== Activity ==
Below are some records. Return exactly the lines from the one with "-1,0 +1,509 @@" to the one with "(diff shortened: 1 of 18 files shown)", and nothing else.

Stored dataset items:

PR #2090, opened 2026-06-25
[gpu-video] Make `VideoInstance` and `VideoAdapter` backend agnostic

noituri:
The plan is to have each backend specific object wrapped in `Video*Backend` trait.
In this PR I only did instance and adapter.

Errors are split into backend specific and backend agnostic (user-facing) errors. If some error can't be converted to backend agnostic error, it's converted to string and put into `VideoBackendError`

### DIFF
--- a/gpu-video/src/backends/vulkan/vulkan_adapter.rs
+++ b/gpu-video/src/backends/vulkan/vulkan_adapter.rs
@@ -1,0 +1,509 @@
+use ash::vk;
+use std::ffi::CStr;
+use tracing::{debug, debug_span, warn};
+
+use crate::{
+    VideoDeviceInitError,
+    adapter::{DeviceType, VideoAdapterBackend, VideoAdapterInfo},
+    backends::vulkan::vulkan_instance::VulkanInstance,
+    capabilities::{DecodeCapabilities, EncodeCapabilities},
+    device::{
+        DECODE_CODEC_EXTENSIONS, DECODE_EXTENSIONS, ENCODE_CODEC_EXTENSIONS, ENCODE_EXTENSIONS,
+        REQUIRED_EXTENSIONS, VideoDevice, VideoDeviceDescriptor,
+        caps::{NativeDecodeCapabilities, NativeEncodeCapabilities},
+        queues::{QueueIndex, QueueIndices},
+    },
+};
+
+#[cfg(feature = "wgpu")]
+mod wgpu_api;
+#[cfg(feature = "wgpu")]
+pub(crate) use wgpu_api::*;
+
+/// Represents a handle to a physical device.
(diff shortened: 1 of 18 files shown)


gpu-video/src/backends/vulkan/vulkan_adapter.rs
noituri, line 1: all of it comes from `adapter.rs` + renames + new error enum

gpu-video/src/backends/vulkan/vulkan_instance.rs
noituri, line 1: similar changes to adapter

gpu-video/src/device.rs
```diff
@@ -745,6 +745,25 @@ impl Deref for EncodingDevice {
...
+
+impl From<VulkanDeviceInitError> for VideoDeviceInitError {
+    fn from(err: VulkanDeviceInitError) -> Self {
+        Self::BackendError(crate::VideoBackendError {
+            message: err.to_string(),
+            source: Box::new(err),
+        })
+    }
+}
+
```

== Solution for this exercise ==
@@ -1,0 +1,509 @@
+use ash::vk;
+use std::ffi::CStr;
+use tracing::{debug, debug_span, warn};
+
+use crate::{
+    VideoDeviceInitError,
+    adapter::{DeviceType, VideoAdapterBackend, VideoAdapterInfo},
+    backends::vulkan::vulkan_instance::VulkanInstance,
+    capabilities::{DecodeCapabilities, EncodeCapabilities},
+    device::{
+        DECODE_CODEC_EXTENSIONS, DECODE_EXTENSIONS, ENCODE_CODEC_EXTENSIONS, ENCODE_EXTENSIONS,
+        REQUIRED_EXTENSIONS, VideoDevice, VideoDeviceDescriptor,
+        caps::{NativeDecodeCapabilities, NativeEncodeCapabilities},
+        queues::{QueueIndex, QueueIndices},
+    },
+};
+
+#[cfg(feature = "wgpu")]
+mod wgpu_api;
+#[cfg(feature = "wgpu")]
+pub(crate) use wgpu_api::*;
+
+/// Represents a handle to a physical device.
(diff shortened: 1 of 18 files shown)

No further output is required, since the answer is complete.